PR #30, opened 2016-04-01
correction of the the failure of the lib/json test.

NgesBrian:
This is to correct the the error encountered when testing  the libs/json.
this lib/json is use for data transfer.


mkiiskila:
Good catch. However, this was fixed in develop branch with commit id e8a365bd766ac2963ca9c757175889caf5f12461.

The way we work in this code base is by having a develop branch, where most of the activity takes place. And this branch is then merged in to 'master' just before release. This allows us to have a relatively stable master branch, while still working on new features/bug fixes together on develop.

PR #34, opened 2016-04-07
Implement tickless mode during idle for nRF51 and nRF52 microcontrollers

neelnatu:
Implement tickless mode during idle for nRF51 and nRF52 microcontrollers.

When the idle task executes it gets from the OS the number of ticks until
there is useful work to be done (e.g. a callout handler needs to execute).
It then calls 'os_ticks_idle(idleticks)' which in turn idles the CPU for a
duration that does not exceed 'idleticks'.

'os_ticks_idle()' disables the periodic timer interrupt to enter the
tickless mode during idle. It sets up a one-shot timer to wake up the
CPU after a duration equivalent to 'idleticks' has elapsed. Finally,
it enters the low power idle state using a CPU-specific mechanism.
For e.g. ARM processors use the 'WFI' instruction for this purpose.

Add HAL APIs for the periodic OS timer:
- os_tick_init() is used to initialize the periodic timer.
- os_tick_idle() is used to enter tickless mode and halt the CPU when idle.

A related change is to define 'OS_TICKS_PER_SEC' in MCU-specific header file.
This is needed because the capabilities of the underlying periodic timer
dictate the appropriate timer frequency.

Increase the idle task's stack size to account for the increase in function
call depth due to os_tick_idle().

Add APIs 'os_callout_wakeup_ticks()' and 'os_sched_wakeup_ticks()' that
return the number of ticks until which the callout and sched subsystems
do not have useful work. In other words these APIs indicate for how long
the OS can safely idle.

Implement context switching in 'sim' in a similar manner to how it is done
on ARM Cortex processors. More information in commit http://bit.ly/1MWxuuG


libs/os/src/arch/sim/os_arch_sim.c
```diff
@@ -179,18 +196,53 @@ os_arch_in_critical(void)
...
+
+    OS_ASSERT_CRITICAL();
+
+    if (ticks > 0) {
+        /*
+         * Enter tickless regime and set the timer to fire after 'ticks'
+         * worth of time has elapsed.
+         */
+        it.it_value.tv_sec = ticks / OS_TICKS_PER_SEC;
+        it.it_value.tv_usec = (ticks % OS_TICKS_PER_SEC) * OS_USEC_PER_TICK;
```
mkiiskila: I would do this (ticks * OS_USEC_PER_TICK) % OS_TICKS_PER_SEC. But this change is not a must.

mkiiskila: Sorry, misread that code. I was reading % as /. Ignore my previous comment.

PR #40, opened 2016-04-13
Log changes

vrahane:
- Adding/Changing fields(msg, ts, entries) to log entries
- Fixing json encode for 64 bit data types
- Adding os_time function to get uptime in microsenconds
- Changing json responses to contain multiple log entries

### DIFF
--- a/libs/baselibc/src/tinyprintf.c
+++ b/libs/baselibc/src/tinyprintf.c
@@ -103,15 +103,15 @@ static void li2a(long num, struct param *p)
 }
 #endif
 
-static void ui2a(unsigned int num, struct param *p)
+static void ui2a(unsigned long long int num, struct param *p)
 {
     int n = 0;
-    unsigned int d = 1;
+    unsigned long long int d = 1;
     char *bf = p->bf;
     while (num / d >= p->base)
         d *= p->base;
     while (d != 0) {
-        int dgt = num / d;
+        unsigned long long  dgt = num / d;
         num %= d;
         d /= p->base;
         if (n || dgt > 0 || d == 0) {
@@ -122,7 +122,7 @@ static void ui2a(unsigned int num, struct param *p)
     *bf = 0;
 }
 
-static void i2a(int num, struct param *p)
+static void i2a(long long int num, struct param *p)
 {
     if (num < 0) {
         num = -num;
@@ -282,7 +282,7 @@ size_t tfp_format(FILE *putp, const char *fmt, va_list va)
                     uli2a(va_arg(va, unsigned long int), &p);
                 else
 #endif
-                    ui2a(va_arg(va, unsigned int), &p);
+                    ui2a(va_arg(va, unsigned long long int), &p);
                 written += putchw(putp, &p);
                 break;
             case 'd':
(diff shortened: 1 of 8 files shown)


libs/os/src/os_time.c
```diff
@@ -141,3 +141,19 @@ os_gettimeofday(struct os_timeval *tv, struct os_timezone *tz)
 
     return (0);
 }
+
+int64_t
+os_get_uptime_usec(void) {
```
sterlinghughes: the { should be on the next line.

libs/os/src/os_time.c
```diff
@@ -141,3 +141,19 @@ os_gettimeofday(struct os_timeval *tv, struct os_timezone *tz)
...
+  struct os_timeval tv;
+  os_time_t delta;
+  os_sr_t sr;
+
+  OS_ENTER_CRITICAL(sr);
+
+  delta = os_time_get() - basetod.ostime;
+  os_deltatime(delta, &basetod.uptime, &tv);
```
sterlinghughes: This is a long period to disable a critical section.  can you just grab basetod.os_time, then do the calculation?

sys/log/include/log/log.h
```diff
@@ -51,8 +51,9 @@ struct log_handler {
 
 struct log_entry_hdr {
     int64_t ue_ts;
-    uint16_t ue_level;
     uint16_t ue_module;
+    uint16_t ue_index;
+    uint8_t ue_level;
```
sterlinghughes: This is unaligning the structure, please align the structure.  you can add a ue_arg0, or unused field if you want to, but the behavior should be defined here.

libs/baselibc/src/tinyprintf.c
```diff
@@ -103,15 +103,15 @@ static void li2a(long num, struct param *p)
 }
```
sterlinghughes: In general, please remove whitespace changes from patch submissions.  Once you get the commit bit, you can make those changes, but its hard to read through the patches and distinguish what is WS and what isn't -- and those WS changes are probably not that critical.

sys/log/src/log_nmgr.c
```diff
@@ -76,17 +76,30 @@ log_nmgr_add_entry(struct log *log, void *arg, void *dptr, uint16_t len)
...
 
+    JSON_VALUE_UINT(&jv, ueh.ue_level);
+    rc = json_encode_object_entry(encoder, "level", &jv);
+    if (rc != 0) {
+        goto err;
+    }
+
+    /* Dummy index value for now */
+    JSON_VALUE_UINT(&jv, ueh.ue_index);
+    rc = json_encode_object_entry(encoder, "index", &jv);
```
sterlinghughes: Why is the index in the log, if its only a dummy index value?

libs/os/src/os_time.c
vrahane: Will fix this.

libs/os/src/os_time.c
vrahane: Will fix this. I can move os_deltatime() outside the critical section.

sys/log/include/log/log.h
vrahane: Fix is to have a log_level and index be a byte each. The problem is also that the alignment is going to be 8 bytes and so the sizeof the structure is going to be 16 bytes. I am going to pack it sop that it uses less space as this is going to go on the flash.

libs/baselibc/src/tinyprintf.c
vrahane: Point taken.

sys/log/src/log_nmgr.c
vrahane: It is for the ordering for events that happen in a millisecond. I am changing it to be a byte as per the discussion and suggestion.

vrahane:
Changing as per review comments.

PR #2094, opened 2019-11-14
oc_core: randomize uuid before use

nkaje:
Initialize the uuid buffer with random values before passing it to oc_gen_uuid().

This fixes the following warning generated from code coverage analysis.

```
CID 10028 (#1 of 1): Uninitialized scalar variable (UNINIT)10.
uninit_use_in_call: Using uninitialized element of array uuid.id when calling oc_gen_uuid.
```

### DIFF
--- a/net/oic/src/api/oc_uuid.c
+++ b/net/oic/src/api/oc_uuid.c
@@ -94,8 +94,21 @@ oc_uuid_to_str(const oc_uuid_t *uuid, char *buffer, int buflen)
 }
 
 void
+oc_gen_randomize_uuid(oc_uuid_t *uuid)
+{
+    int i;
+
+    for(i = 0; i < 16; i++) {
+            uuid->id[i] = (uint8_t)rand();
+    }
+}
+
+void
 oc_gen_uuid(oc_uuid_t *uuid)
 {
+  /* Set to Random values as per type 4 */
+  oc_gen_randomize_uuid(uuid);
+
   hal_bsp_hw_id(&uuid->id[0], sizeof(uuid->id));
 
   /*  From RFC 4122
--
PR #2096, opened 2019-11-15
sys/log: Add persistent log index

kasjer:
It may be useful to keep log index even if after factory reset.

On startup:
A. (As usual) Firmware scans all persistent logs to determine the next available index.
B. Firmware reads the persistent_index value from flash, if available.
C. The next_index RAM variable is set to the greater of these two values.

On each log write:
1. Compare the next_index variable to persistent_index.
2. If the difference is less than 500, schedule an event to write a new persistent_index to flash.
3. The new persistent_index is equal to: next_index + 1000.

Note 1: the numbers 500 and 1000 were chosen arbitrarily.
---
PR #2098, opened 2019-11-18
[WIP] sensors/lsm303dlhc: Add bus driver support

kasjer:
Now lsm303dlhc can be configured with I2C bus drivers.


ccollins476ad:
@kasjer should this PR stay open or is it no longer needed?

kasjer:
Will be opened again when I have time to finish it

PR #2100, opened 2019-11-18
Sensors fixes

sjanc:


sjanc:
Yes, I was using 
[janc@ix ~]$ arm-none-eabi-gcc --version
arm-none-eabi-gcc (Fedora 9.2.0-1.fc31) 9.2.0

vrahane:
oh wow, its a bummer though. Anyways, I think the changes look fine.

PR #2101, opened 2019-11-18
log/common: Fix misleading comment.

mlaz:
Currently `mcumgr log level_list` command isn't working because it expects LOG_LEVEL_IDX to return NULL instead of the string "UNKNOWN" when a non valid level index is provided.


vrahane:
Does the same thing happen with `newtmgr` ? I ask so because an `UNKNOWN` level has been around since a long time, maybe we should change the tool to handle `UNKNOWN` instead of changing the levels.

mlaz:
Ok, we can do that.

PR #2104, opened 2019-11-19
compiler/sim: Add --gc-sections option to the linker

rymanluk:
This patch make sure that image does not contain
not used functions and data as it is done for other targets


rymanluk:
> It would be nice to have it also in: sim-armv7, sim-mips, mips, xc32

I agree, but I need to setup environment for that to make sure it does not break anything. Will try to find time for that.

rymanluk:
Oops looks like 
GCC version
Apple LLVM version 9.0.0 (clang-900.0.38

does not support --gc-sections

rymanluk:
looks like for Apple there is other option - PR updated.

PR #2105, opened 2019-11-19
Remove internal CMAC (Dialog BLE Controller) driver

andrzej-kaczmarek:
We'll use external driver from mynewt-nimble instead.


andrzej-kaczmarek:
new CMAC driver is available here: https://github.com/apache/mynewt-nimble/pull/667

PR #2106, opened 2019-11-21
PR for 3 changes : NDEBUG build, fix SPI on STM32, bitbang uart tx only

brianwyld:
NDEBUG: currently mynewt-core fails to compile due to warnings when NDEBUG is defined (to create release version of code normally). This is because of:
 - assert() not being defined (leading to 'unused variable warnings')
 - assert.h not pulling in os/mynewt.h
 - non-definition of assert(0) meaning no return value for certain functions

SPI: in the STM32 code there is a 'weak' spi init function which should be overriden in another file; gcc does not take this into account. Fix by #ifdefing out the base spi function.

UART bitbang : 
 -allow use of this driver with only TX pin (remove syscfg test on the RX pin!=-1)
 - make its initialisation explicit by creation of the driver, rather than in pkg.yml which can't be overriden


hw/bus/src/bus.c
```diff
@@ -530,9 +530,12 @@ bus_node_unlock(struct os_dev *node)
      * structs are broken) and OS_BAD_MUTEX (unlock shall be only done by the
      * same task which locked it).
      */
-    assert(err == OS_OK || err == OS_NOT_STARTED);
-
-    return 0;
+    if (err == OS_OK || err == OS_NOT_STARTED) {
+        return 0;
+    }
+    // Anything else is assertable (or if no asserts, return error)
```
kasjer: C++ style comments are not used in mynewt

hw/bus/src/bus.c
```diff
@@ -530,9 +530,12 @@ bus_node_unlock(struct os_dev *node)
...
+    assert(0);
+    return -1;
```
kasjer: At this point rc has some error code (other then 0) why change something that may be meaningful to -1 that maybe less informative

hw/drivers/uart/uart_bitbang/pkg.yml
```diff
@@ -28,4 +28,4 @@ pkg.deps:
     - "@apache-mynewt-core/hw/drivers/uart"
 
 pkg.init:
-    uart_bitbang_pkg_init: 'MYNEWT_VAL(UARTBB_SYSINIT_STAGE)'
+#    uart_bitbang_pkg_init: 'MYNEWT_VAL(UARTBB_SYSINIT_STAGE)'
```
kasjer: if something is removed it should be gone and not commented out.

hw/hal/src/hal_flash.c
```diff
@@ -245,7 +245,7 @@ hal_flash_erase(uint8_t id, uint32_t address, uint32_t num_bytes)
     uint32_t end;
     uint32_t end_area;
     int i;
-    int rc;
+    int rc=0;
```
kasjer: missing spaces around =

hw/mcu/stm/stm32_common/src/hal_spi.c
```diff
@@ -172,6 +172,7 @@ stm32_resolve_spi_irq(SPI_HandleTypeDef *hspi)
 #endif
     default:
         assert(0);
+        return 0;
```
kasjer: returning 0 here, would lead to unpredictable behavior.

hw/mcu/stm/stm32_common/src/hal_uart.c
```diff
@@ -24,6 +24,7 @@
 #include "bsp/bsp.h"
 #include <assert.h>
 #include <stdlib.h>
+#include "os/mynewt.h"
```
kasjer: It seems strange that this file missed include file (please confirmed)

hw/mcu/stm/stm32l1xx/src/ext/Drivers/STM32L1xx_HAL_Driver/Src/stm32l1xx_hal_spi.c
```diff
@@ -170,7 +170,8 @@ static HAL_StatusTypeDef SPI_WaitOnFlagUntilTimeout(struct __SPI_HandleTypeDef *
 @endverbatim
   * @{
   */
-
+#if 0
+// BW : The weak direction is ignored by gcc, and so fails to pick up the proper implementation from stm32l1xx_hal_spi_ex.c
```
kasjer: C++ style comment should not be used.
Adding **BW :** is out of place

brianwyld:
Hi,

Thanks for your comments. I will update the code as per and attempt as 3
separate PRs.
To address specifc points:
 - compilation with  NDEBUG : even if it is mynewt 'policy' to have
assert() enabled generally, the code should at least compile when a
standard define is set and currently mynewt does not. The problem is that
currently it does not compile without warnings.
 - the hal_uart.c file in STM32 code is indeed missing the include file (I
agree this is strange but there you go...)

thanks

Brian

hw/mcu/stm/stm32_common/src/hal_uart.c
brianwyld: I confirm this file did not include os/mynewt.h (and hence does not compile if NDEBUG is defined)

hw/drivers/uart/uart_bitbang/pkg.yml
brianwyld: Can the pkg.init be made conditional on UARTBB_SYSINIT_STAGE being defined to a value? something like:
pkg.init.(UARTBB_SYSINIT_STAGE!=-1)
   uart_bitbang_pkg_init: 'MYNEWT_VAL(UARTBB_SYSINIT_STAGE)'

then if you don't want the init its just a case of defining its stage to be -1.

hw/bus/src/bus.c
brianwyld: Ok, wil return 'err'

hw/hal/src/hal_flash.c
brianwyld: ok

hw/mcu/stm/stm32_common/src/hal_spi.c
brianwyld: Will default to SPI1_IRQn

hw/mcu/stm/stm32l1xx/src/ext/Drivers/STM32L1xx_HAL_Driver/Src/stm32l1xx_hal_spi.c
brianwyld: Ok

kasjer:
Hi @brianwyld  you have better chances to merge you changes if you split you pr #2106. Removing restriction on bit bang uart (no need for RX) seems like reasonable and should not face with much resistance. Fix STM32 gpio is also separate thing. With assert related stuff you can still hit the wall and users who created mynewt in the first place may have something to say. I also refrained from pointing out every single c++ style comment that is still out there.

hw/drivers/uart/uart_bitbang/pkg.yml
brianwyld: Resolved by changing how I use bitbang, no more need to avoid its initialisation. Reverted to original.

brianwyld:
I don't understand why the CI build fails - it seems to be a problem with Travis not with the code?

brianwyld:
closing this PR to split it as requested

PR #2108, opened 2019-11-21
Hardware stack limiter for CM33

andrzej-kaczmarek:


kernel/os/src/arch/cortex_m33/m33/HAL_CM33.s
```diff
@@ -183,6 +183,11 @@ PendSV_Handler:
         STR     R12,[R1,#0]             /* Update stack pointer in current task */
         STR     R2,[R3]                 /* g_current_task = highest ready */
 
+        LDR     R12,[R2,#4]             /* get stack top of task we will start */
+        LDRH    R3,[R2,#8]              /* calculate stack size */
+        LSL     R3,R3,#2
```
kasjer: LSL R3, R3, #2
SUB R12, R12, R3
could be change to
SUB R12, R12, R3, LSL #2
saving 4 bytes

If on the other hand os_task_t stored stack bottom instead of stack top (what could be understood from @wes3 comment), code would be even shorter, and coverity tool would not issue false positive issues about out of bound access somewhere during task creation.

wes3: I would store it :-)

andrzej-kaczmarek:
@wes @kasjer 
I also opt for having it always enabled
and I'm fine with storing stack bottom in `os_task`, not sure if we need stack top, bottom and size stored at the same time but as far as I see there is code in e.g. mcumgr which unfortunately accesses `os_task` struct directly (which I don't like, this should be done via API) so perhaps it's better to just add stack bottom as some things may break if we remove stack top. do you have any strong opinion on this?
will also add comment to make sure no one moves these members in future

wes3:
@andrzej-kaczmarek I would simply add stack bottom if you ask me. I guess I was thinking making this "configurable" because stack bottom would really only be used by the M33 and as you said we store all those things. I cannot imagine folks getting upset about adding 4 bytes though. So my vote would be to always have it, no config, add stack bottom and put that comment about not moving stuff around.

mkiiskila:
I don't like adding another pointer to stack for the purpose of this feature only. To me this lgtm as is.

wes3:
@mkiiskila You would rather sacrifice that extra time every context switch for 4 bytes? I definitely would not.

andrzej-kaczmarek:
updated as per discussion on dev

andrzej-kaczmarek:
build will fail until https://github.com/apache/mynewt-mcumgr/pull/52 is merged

* [What is needed]
Which lines of the records above contain the word "unused"? Show each of them.

* [Your response]
sterlinghughes: This is unaligning the structure, please align the structure.  you can add a ue_arg0, or unused field if you want to, but the behavior should be defined here.
 - assert() not being defined (leading to 'unused variable warnings')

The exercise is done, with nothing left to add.